- [WORK TO COMPLETE] Where in the material does the word "good" appear? Copy each line that has it.

★ ★ ★ ★

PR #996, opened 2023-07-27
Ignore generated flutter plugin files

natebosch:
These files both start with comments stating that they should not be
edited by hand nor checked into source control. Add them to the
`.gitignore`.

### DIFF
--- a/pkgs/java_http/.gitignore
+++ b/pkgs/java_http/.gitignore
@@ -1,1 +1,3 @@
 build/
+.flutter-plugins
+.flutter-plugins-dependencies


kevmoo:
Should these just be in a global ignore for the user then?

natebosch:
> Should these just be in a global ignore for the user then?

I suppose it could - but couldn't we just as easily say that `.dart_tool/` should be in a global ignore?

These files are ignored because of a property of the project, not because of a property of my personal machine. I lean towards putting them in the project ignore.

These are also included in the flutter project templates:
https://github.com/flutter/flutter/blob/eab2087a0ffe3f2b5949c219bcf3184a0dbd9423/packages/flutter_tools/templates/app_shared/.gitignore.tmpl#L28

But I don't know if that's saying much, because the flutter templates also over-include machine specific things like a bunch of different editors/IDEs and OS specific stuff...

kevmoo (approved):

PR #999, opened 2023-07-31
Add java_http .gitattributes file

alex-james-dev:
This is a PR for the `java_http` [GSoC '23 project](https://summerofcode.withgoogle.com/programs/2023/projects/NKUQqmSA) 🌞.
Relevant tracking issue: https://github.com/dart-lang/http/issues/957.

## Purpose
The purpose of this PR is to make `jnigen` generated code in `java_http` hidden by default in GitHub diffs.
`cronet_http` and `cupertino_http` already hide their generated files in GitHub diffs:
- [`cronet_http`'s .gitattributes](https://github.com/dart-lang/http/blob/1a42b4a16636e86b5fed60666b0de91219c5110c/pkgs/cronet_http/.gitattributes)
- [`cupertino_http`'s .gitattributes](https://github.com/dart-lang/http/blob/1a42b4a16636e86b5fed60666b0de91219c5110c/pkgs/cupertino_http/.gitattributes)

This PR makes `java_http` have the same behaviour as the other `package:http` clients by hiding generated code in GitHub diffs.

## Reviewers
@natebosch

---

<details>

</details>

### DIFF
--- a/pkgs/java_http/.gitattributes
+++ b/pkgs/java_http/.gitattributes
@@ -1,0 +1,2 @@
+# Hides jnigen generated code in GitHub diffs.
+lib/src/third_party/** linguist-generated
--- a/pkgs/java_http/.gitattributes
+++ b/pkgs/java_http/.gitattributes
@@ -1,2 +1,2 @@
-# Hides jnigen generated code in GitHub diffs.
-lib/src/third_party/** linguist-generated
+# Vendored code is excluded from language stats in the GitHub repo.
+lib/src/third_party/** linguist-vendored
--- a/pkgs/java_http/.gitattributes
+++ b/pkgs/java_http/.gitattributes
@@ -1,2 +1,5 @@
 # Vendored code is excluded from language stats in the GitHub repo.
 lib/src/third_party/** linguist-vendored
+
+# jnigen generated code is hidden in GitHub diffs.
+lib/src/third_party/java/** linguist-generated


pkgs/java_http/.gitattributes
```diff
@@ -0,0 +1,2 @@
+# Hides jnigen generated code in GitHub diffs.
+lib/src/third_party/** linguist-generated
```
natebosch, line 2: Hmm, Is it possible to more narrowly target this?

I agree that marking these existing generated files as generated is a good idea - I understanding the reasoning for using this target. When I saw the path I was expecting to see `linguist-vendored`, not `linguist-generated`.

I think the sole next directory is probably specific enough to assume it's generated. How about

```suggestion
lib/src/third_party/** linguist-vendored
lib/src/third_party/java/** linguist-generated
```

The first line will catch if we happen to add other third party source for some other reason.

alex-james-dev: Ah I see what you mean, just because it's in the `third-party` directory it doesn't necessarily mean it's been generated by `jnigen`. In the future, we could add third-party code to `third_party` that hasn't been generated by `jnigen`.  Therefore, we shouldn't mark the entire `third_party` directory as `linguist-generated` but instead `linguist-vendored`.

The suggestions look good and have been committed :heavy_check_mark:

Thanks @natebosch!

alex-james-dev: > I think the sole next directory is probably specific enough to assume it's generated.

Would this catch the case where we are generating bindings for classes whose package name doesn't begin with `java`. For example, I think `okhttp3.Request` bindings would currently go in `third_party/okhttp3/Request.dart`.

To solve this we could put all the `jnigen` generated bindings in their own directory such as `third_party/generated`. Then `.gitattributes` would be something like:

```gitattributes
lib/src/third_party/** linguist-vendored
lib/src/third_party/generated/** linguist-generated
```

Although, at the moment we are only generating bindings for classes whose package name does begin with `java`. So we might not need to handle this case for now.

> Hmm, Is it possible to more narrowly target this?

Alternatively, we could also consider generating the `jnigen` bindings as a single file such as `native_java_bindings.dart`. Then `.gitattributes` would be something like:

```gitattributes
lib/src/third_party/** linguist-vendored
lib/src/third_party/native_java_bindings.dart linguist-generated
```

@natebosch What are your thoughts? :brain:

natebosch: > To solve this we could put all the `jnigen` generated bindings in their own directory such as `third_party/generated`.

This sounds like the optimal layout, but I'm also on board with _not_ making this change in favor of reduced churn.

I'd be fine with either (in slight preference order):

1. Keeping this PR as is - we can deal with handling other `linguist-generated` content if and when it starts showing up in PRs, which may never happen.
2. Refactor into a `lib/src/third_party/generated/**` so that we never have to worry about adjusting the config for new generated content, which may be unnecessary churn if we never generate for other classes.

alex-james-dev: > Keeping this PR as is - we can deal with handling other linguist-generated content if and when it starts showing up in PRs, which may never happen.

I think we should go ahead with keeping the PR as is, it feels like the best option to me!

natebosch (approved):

★ ★ ★ ★

- [SOLUTION TO THIS EXERCISE]
I agree that marking these existing generated files as generated is a good idea - I understanding the reasoning for using this target. When I saw the path I was expecting to see `linguist-vendored`, not `linguist-generated`.
The suggestions look good and have been committed :heavy_check_mark:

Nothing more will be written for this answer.